Isernio’s sausage is some of the best. Made right here in the Pacific Northwest, it’s received both national and international recognition for its quality and authenticity. And not only is it incredibly delicious and fresh-tasting, but it’s made with no fillers or mystery meat. Just good, quality ingredients you can trust.
Isernio’s sausage comes in several great flavors, and stands apart from the competition by offering identical sausages in both links and rolls. To make things incredibly easy in the kitchen when you’re making patties or browning crumbled sausage, opt for rolls. If you’re throwing them on the grill or slicing them to go into your favorite casserole, choose links.
They also offer their products in traditional pork or lightened-up chicken sausage, so there’s a product for every diet and lifestyle. It’s so versatile and delicious – once you taste the difference in quality, you won’t go back to your old stand-by.

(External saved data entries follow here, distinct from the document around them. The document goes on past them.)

PR #644, opened 2020-01-06
[DCS Patch 3/5] port dynamic channel selection from rdkb task

itayx:
> The Dynamic Channel Selection as a feature can provide information on the supported channels which can be utilized by the management system to provide better availability and user experience.
#562

The Dynamic Channel Selection feature is divided into several pull request, this is the third out of 5
start review from 676ac83
### Dynamic Channel Selection Task:
Changes in this PR include the following:
- controller: task: add clear pending events
- controller: dymanic channel selection task intro
- controller: DCS task: FSM
- controller: DCS task: events
- controller: DCS task: node & DB

### DIFF
--- a/controller/src/beerocks/master/tasks/dynamic_channel_selection_task.cpp
+++ b/controller/src/beerocks/master/tasks/dynamic_channel_selection_task.cpp
@@ -32,14 +32,150 @@ void dynamic_channel_selection_task::work()
     TASK_LOG(DEBUG) << "FSM current state: " << s_ar_states[int(m_fsm_state)];
 
     switch (m_fsm_state) {
-    case eState::INIT:
-    case eState::IDLE:
-    case eState::TRIGGER_SCAN:
-    case eState::WAIT_FOR_SCAN_TRIGGERED:
-    case eState::WAIT_FOR_RESULTS_READY:
-    case eState::WAIT_FOR_RESULTS_DUMP:
-    case eState::SCAN_DONE:
-    case eState::ABORT_SCAN:
+    case eState::INIT: {
+        database.assign_dynamic_channel_selection_task_id(m_radio_mac, id);
+        // allow first scan
+        m_next_scan_timestamp_interval = std::chrono::steady_clock::now();
+        fsm_move_state(eState::IDLE);
+        break;
+    }
+    case eState::IDLE: {
+        if (m_is_single_scan_pending) {
+            m_is_single_scan         = true;
+            m_is_single_scan_pending = false;
+            fsm_move_state(eState::TRIGGER_SCAN);
+        } else if (database.get_channel_scan_is_enabled(m_radio_mac)) {
+            auto now = std::chrono::steady_clock::now();
+
+            if (now > m_next_scan_timestamp_interval) {
+                m_is_single_scan = false;
+                fsm_move_state(eState::TRIGGER_SCAN);
+                m_last_scan_try_timestamp = now;
+                LOG(DEBUG) << "interval condition is met, trigger scan";
+            }
+        }
+        break;
+    }
+    case eState::TRIGGER_SCAN: {
+        LOG(TRACE) << "TRIGGER_SCAN, mac=" << m_radio_mac << "scan_type is "
+                   << ((m_is_single_scan) ? "single-scan" : "continuous-scan");
+
+        // When a scan is requested send the scan parameters Channel pool & Dwell time
+        // Before sending the request set the scan_in_progress flag to true
+        // So another scan would not trigger on the same radio simultaneously
+
+        database.set_channel_scan_in_progress(m_radio_mac, true, m_is_single_scan);
+
+        auto request = beerocks::message_com::create_vs_message<
+            beerocks_message::cACTION_CONTROL_CHANNEL_SCAN_TRIGGER_SCAN_REQUEST>(cmdu_tx);
+        if (request == nullptr) {
+            LOG(ERROR)
+                << "Failed building message cACTION_CONTROL_CHANNEL_SCAN_TRIGGER_SCAN_REQUEST !";
+            m_last_scan_error_code = beerocks::eChannelScanErrCode::CHANNEL_SCAN_INTERNAL_FAILURE;
+            fsm_move_state(eState::ABORT_SCAN);
+            break;
+        }
+
+        int32_t dwell_time_msec =
+            database.get_channel_scan_dwell_time_msec(m_radio_mac, m_is_single_scan);
+        if (dwell_time_msec < 0) {
+            LOG(ERROR) << "invalid dwell_time < 0";
+            m_last_scan_error_code = beerocks::eChannelScanErrCode::CHANNEL_SCAN_INVALID_PARAMS;
+            fsm_move_state(eState::ABORT_SCAN);
+            break;
+        }
+
+        //get current channel pool from DB
+        auto &curr_channel_pool = database.get_channel_scan_pool(m_radio_mac, m_is_single_scan);
+        if (curr_channel_pool.empty()) {
+            LOG(ERROR) << "empty channel pool is not supported. please set channel pool for mac="
+                       << m_radio_mac;
+            m_last_scan_error_code = beerocks::eChannelScanErrCode::CHANNEL_SCAN_INVALID_PARAMS;
+            fsm_move_state(eState::ABORT_SCAN);
+            break;
+        }
+
+        if (curr_channel_pool.size() > beerocks::message::SUPPORTED_CHANNELS_LENGTH) {
+            LOG(ERROR) << "channel_pool is too big";
+            m_last_scan_error_code = beerocks::eChannelScanErrCode::CHANNEL_SCAN_POOL_TOO_BIG;
+            fsm_move_state(eState::ABORT_SCAN);
+            break;
+        }
+
+        request->scan_params().radio_mac         = m_radio_mac;
+        request->scan_params().dwell_time_ms     = dwell_time_msec;
+        request->scan_params().channel_pool_size = curr_channel_pool.size();
+        std::copy(curr_channel_pool.begin(), curr_channel_pool.end(),
+                  request->scan_params().channel_pool);
+
+        // get the parent node to send the CMDU to the agent
+        auto radio_mac_str = beerocks::net::network_utils::mac_to_string(m_radio_mac);
+        auto ire           = database.get_node_parent_ire(radio_mac_str);
+        son_actions::send_cmdu_to_agent(ire, cmdu_tx, database, radio_mac_str);
+
+        set_events_timeout(SCAN_TRIGGERED_WAIT_TIME_MSEC);
+        dcs_wait_for_event(eEvent::SCAN_TRIGGERED);
+
+        fsm_move_state(eState::WAIT_FOR_SCAN_TRIGGERED);
+        break;
+    }
+    case eState::WAIT_FOR_SCAN_TRIGGERED: {
+        TASK_LOG(ERROR) << "This should not happen!";
+
+        m_last_scan_error_code =
+            beerocks::eChannelScanErrCode::CHANNEL_SCAN_TRIGGERED_EVENT_TIMEOUT;
+
+        fsm_move_state(eState::ABORT_SCAN);
+        break;
+    }
+    case eState::WAIT_FOR_RESULTS_READY: {
+        TASK_LOG(ERROR) << "This should not happen!";
+
+        m_last_scan_error_code =
+            beerocks::eChannelScanErrCode::CHANNEL_SCAN_RESULTS_READY_EVENT_TIMEOUT;
+
+        fsm_move_state(eState::ABORT_SCAN);
+        break;
+    }
+    case eState::WAIT_FOR_RESULTS_DUMP: {
+        TASK_LOG(ERROR) << "This should not happen!";
+
+        m_last_scan_error_code =
+            beerocks::eChannelScanErrCode::CHANNEL_SCAN_RESULTS_DUMP_EVENT_TIMEOUT;
+
+        fsm_move_state(eState::ABORT_SCAN);
+        break;
+    }
+    case eState::SCAN_DONE: {
+        LOG(TRACE) << "SCAN_DONE";
+
+        //update next continuous scan time
+        if (!m_is_single_scan) {
+            auto interval =
+                std::chrono::seconds(database.get_channel_scan_interval_sec(m_radio_mac));
+            m_next_scan_timestamp_interval = m_last_scan_try_timestamp + interval;
+        }
+
+        m_last_scan_error_code = beerocks::eChannelScanErrCode::CHANNEL_SCAN_SUCCESS;
+        database.set_channel_scan_results_status(m_radio_mac, m_last_scan_error_code,
+                                                 m_is_single_scan);
+
+        database.set_channel_scan_in_progress(m_radio_mac, false, m_is_single_scan);
+        m_is_single_scan = false;
+        fsm_move_state(eState::IDLE);
+        break;
+    }
+    case eState::ABORT_SCAN: {
+        LOG(ERROR) << "aborting scan for mac=" << m_radio_mac << ", last_scan_timestamp is not set";
+
+        database.set_channel_scan_results_status(m_radio_mac, m_last_scan_error_code,
+                                                 m_is_single_scan);
+        database.set_channel_scan_in_progress(m_radio_mac, false, m_is_single_scan);
+        m_is_single_scan = false;
+
+        fsm_move_state(eState::IDLE);
+        break;
+    }
     default: {
         break;
     }
--- a/controller/src/beerocks/master/tasks/dynamic_channel_selection_task.cpp
+++ b/controller/src/beerocks/master/tasks/dynamic_channel_selection_task.cpp
@@ -1,0 +1,123 @@
+/* SPDX-License-Identifier: BSD-2-Clause-Patent
+ *
+ * Copyright (c) 2019-2020 Intel Corporation
+ *
+ * This code is subject to the terms of the BSD+Patent license.
+ * See LICENSE file for more details.
+ */
+
+#include "dynamic_channel_selection_task.h"
+#include "../son_actions.h"
+#include <bcl/beerocks_defines.h>
+#include <bcl/network/network_utils.h>
+#include <easylogging++.h>
+
+#define SCAN_TRIGGERED_WAIT_TIME_MSEC 20000
+#define SCAN_RESULTS_DUMP_WAIT_TIME_MSEC 40000
+
+std::string s_ar_states[] = {FOREACH_DCS_STATE(GENERATE_STRING)};
+std::string s_ar_events[] = {FOREACH_DCS_EVENT(GENERATE_STRING)};
+
+dynamic_channel_selection_task::dynamic_channel_selection_task(db &database_,
+                                                               ieee1905_1::CmduMessageTx &cmdu_tx_,
+                                                               task_pool &tasks_,
+                                                               sMacAddr radio_mac_)
+    : database(database_), cmdu_tx(cmdu_tx_), tasks(tasks_), m_radio_mac(radio_mac_)
+{
+    m_fsm_state = eState::INIT;
+}
+
+void dynamic_channel_selection_task::work()
+{
+    TASK_LOG(DEBUG) << "FSM current state: " << s_ar_states[int(m_fsm_state)];
+
+    switch (m_fsm_state) {
+    case eState::INIT:
+    case eState::IDLE:
+    case eState::TRIGGER_SCAN:
+    case eState::WAIT_FOR_SCAN_TRIGGERED:
+    case eState::WAIT_FOR_RESULTS_READY:
+    case eState::WAIT_FOR_RESULTS_DUMP:
+    case eState::SCAN_DONE:
+    case eState::ABORT_SCAN:
+    default: {
+        break;
+    }
+    }
+    TASK_LOG(DEBUG) << "FSM next state: " << s_ar_states[int(m_fsm_state)];
+}
+
+void dynamic_channel_selection_task::handle_event(int event_type, void *obj)
+{
+    if (obj == nullptr) {
+        TASK_LOG(ERROR) << "obj == nullptr";
+        return;
+    }
+
+    auto event_radio_mac = *reinterpret_cast<sMacAddr *>(obj);
+    if (m_radio_mac != event_radio_mac) {
+        TASK_LOG(ERROR) << "event : " << s_ar_events[int(eEvent(event_type))]
+                        << " in state: " << s_ar_states[int(m_fsm_state)]
+                        << " for mac: " << event_radio_mac;
+        if (m_dcs_waiting_for_event != eEvent::INVALID_EVENT) {
+            TASK_LOG(DEBUG) << "calling wait_for_event for "
+                            << s_ar_events[int(m_dcs_waiting_for_event)];
+            wait_for_event(int(m_dcs_waiting_for_event));
+        }
+        return;
+    }
+
+    // This flag (event_handled) indicate if event has arived in the correct fsm state.
+    bool event_handled = false;
+    switch (eEvent(event_type)) {
+    case eEvent::TRIGGER_SINGLE_SCAN:
+    case eEvent::SCAN_TRIGGERED:
+    case eEvent::SCAN_RESULTS_READY:
+    case eEvent::SCAN_RESULTS_DUMP:
+    case eEvent::SCAN_FINISHED:
+    case eEvent::SCAN_ABORTED:
+    case eEvent::SCAN_ENABLE_CHANGE:
+    default: {
+        break;
+    }
+    }
+
+    if (!event_handled) {
+        TASK_LOG(ERROR) << "unexpected event: " << s_ar_events[int(eEvent(event_type))]
+                        << " in state: " << s_ar_states[int(m_fsm_state)];
+    } else {
+        m_dcs_waiting_for_event = eEvent::INVALID_EVENT;
+    }
+}
+
+void dynamic_channel_selection_task::handle_events_timeout(std::multiset<int> pending_events)
+{
+    // only one event is expected
+    for (std::multiset<int>::iterator it = pending_events.begin(); it != pending_events.end();
+         ++it) {
+        TASK_LOG(ERROR) << "event " << *it << " timed out on " << m_radio_mac
+                        << ", going to abort-scan state -> handle_nl_dead_node";
+
+        switch (m_fsm_state) {
+        case eState::WAIT_FOR_SCAN_TRIGGERED:
+        case eState::WAIT_FOR_RESULTS_READY:
+        case eState::WAIT_FOR_RESULTS_DUMP:
+        case eState::SCAN_DONE:
+        case eState::IDLE:
+        case eState::ABORT_SCAN: {
+            break;
+        }
+        default: {
+            TASK_LOG(ERROR) << "Unexpected event timeout!";
+            break;
+        }
+        }
+    }
+    m_dcs_waiting_for_event = eEvent::INVALID_EVENT;
+}
+
+void dynamic_channel_selection_task::dcs_wait_for_event(eEvent dcs_event)
+{
+    m_dcs_waiting_for_event = dcs_event;
+    wait_for_event((int)dcs_event);
+}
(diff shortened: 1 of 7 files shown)


controller/src/beerocks/master/tasks/task.cpp
```diff
@@ -89,6 +89,10 @@ void task::wait_for_task_end(int task_id, int ms)
     waiting                  = true;
     pending_task_id          = task_id;
 }
+void task::clear_pending_events()
```
tomereli: Please explain in the commit message why this is (or will be) needed so when we review this commit we understand the context. How come this was never needed so far?

controller/src/beerocks/master/tasks/dynamic_channel_selection_task.cpp
```diff
@@ -0,0 +1,131 @@
+/* SPDX-License-Identifier: BSD-2-Clause-Patent
+ *
+ * Copyright (c) 2016-2019 Intel Corporation
```
tomereli: New file - 2020

controller/src/beerocks/master/tasks/dynamic_channel_selection_task.cpp
```diff
@@ -0,0 +1,131 @@
...
+ *
+ * This code is subject to the terms of the BSD+Patent license.
+ * See LICENSE file for more details.
+ */
+
+#include "dynamic_channel_selection_task.h"
+
```
tomereli: Please remove empty lines between includes

controller/src/beerocks/master/tasks/dynamic_channel_selection_task.cpp
```diff
@@ -0,0 +1,131 @@
...
+#include <bcl/beerocks_defines.h>
+#include <bcl/network/network_utils.h>
+#include <easylogging++.h>
+
+using namespace beerocks;
+using namespace net;
+using namespace son;
+
+#define FSM_MOVE_STATE(new_state)                                                                  \
```
tomereli: Please change all these to class private methods. We do not use MACROs which access class members.

controller/src/beerocks/master/tasks/dynamic_channel_selection_task.cpp
```diff
@@ -0,0 +1,131 @@
...
+
+const char *dynamic_channel_selection_task::s_ar_events[] = {FOREACH_DCS_EVENT(GENERATE_STRING)};
+
+dynamic_channel_selection_task::dynamic_channel_selection_task(db &database_,
+                                                               ieee1905_1::CmduMessageTx &cmdu_tx_,
+                                                               task_pool &tasks_,
+                                                               std::string radio_mac_)
+    : database(database_), cmdu_tx(cmdu_tx_), tasks(tasks_), m_radio_mac(radio_mac_)
+{
+    m_fsm_state = eState::INIT;
```
tomereli, line 27: Why not move the `m_fsm_state` to the initializer list like all other members?

controller/src/beerocks/master/tasks/dynamic_channel_selection_task.cpp
```diff
@@ -0,0 +1,131 @@
...
+        }
+    }
+    m_dcs_waiting_for_event = eEvent::INVALID_EVENT;
+}
+
+void dynamic_channel_selection_task::dcs_wait_for_event(eEvent dcs_event)
+{
+    m_dcs_waiting_for_event = dcs_event;
+    wait_for_event((int)dcs_event);
+}
```
tomereli: Missing line break at end of file.

controller/src/beerocks/master/tasks/dynamic_channel_selection_task.h
```diff
@@ -0,0 +1,118 @@
...
+namespace son {
+
+class dynamic_channel_selection_task : public task, public std::enable_shared_from_this<task> {
+public:
+    dynamic_channel_selection_task(db &database, ieee1905_1::CmduMessageTx &cmdu_tx_,
+                                   task_pool &tasks_, std::string radio_mac_);
+    virtual ~dynamic_channel_selection_task() {}
+
+    typedef struct {
+        sMacAddr radio_mac;
```
tomereli: No need for `typedef` - you can declare the struct as is and access it without the `struct` keyword in c++

controller/src/beerocks/master/tasks/dynamic_channel_selection_task.h
```diff
@@ -0,0 +1,118 @@
...
+    std::chrono::steady_clock::time_point m_last_scan_try_timestamp;
+
+    beerocks::eChannelScanErrCode m_last_scan_error_code = beerocks::eChannelScanErrCode::CHANNEL_SCAN_NO_ERROR;
+    eEvent m_dcs_waiting_for_event                   = eEvent::INVALID_EVENT;
+
+    bool m_is_single_scan_pending = false;
+    bool m_is_single_scan         = false;
+};
+} //namespace son
+#endif
```
tomereli: Missing line break at end of file.

controller/src/beerocks/master/tasks/dynamic_channel_selection_task.cpp
```diff
@@ -46,14 +46,142 @@ dynamic_channel_selection_task::dynamic_channel_selection_task(db &database_,
...
+        son_actions::send_cmdu_to_agent(ire, cmdu_tx, database, m_radio_mac);
+
+        set_events_timeout(SCAN_TRIGGERED_WAIT_TIME_MSEC);
+        dcs_wait_for_event(eEvent::SCAN_TRIGGERED);
+
+        FSM_MOVE_STATE(WAIT_FOR_SCAN_TRIGGERED);
+        break;
+    }
+    case eState::WAIT_FOR_SCAN_TRIGGERED: {
+        TASK_LOG(ERROR) << "This should not happen!";
```
tomereli, line 123: OK, why this shouldn't happen though? should be a comment explaining this. I really don't understand, you move the FSM to this state so the next work iteration you will get here..

controller/src/beerocks/master/tasks/dynamic_channel_selection_task.cpp
```diff
@@ -46,14 +46,142 @@ dynamic_channel_selection_task::dynamic_channel_selection_task(db &database_,
...
+
+        m_last_scan_error_code = beerocks::CHANNEL_SCAN_TRIGGERED_EVENT_TIMEOUT;
+
+        FSM_MOVE_STATE(ABORT_SCAN);
+        break;
+    }
+    case eState::WAIT_FOR_RESULTS_READY: {
+        TASK_LOG(ERROR) << "This should not happen!";
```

Which brings me to today’s recipe. A few weeks ago, both my kids were home with head colds. And since the go-to remedy is good old-fashioned chicken soup, I whipped some up from scratch in under 20 minutes using my Instant Pot. You guys. It was THE BEST chicken soup I’ve ever had.
But here’s the thing. I had a bit of a head start. I’d used some leftover roasted chicken I’d had in the freezer, so basically all I had to do was heat it up and throw it in. If I’d had to boil, roast, chop, or shred chicken to add to the soup – it would have taken MUCH longer.

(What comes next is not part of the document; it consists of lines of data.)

PR #645, opened 2020-01-06
[KW]: Resolve nullptr issue

CoralMalachi:
After running the klocwork script on RDKB with prplMesh, the following error was received :

" Pointer *** returned from call to function *** may be NULL and will be dereferenced at ... "

To solve this error, add a check to validate that the return value of `create_vs_message`
method is not nullptr.

Signed-off-by: CoralMalachi <coral.malachi@intel.com>

### DIFF
--- a/agent/src/beerocks/slave/backhaul_manager/backhaul_manager_thread.cpp
+++ b/agent/src/beerocks/slave/backhaul_manager/backhaul_manager_thread.cpp
@@ -1463,6 +1463,12 @@ bool backhaul_manager::handle_slave_backhaul_message(std::shared_ptr<SSlaveSocke
         auto register_response =
             message_com::create_vs_message<beerocks_message::cACTION_BACKHAUL_REGISTER_RESPONSE>(
                 cmdu_tx);
+
+        if (register_response == nullptr) {
+            LOG(ERROR) << "Failed building message!";
+            return false;
+        }
+
         message_com::send_cmdu(soc->slave, cmdu_tx);
         break;
     }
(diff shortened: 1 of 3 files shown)


agent/src/beerocks/slave/backhaul_manager/backhaul_manager_thread.cpp
```diff
@@ -1463,6 +1463,12 @@ bool backhaul_manager::handle_slave_backhaul_message(std::shared_ptr<SSlaveSocke
         auto register_response =
             message_com::create_vs_message<beerocks_message::cACTION_BACKHAUL_REGISTER_RESPONSE>(
                 cmdu_tx);
+
+        if (register_response == nullptr) {
```
tomereli, line 1467: `if (!register_response)`?

agent/src/beerocks/slave/backhaul_manager/backhaul_manager_thread.cpp
```diff
@@ -1895,6 +1901,11 @@ bool backhaul_manager::send_slaves_enable()
             message_com::create_vs_message<beerocks_message::cACTION_BACKHAUL_ENABLE_APS_REQUEST>(
                 cmdu_tx);
 
+        if (notification == nullptr) {
```
tomereli, line 1904: same here

tomereli (changes requested):
Didn't we say that KW complains when we compare to nullptr instead of `if (!ptr)`? even if in this case it doesn't, I still think we should align our code to one convention.

CoralMalachi:
> Didn't we say that KW complains when we compare to nullptr instead of `if (!ptr)`? even if in this case it doesn't, I still think we should align our code to one convention.

Yes, but we also decided to ignore this issue. if we change it here we need to change everywhere we use it. BTW, the in case of failure, `create_vs_message` returns a nullptr so comparing it to nullptr looks correct to me.

tomereli (approved):

arnout:
> > Didn't we say that KW complains when we compare to nullptr instead of `if (!ptr)`? even if in this case it doesn't, I still think we should align our code to one convention.
> 
> Yes, but we also decided to ignore this issue. if we change it here we need to change everywhere we use it.

The original idea of #611 was indeed to replace all `foo == nullptr` with `!foo`, and you had already done that work. So why did we change our mind?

When I wanted to make the soup again (did I mention how good it was???) but discovered I didn’t have any cooked chicken on hand, I found myself in a pickle. However I DID have chicken sausage on hand, so I decided to try something new. The result was all the comforting goodness I was hoping for with the added bonus of fresh, flavorful sausage – in a fraction of the time it would’ve taken me to cook and shred some chicken.
So today I’m sharing it with you. The next time you’re looking for a quick and satisfying dinnertime solution, try this!

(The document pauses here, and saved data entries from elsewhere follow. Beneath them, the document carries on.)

PR #646, opened 2020-01-07
.gitlab-ci.yml: remove docker images after building

rmelotte:
Since we now use unique names for the docker images, we have to delete
the images we create or they will be kept around forever (they are not
and should not be overridden by the next builds).

### DIFF
--- a/.gitlab-ci.yml
+++ b/.gitlab-ci.yml
@@ -73,6 +73,8 @@ run-tests:
   script:
     - cd tools/docker/builder/openwrt
     - ./build.sh -v -d "$TARGET_DEVICE" -t "prplmesh-builder-$TARGET_DEVICE:$CI_COMMIT_SHORT_SHA-$CI_PIPELINE_ID" 2>&1 | tee build.log | grep '^make\[[12]\]\|^Step\|^ --->' --color=never --line-buffered
+  after_script:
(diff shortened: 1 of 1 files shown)


tomereli (approved):

.gitlab-ci.yml
```diff
@@ -73,6 +73,8 @@ run-tests:
   script:
     - cd tools/docker/builder/openwrt
     - ./build.sh -v -d "$TARGET_DEVICE" -t "prplmesh-builder-$TARGET_DEVICE:$CI_COMMIT_SHORT_SHA-$CI_PIPELINE_ID" 2>&1 | tee build.log | grep '^make\[[12]\]\|^Step\|^ --->' --color=never --line-buffered
+  after_script:
+    - docker rmi "prplmesh-builder-$TARGET_DEVICE:$CI_COMMIT_SHORT_SHA-$CI_PIPELINE_ID"
```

Chicken Sausage Noodle Soup
Ingredients:
- 1 lb. Isernio’s chicken sausage roll (I used Mild Italian Chicken Sausage)
- 1/2 onion, chopped
- 1 celery stalk, chopped
- 3 carrots, peeled and chopped
- 6 cups chicken broth
- 1 1/2 tsp. dried parsley
- 1 1/2 tsp. Italian seasoning
- 2 cloves garlic, minced
- 1 Tb. oil (if using chicken sausage)
- 4 cups uncooked extra-wide egg noodles
- salt & pepper to taste
Instructions:
- In either an Instant Pot on saute, or in a stove-top pot on medium-high heat, heat oil and brown sausage for 2 minutes.
- Add onions and saute for an additional 2 minutes.
- Add garlic, carrots, and celery, and saute for 2 more minutes.
- Add chicken broth, parsley, and Italian seasoning and bring to a boil. If using an Instant Pot, you may have to increase the saute heat to the highest setting for it to get hot enough.
- (INSTANT POT METHOD) Once boiling, add dry noodles and set on regular pressure for one minute*. Quick release when done, and season with salt & pepper to taste.
- (STOVE-TOP METHOD) Once boiling, add dry noodles and cook according to package directions. Season with salt & pepper to taste.
*Note: This time may vary based upon your brand of noodles and the recommended cook time. Generally, divide the typical boil time in half and subtract 2 minutes, rounding down if you don’t have an even number. It’s better to under-cook and boil for additional time once you open the pot than cook for too long and end up with mushy noodles.
OTHER QUICK MEAL OPTIONS:
Simply cook the sausages and serve them on a bun plain, with marinara sauce and mozzarella, or with sausage & peppers. Or slice them into rounds and serve them on a super-easy naan pizza!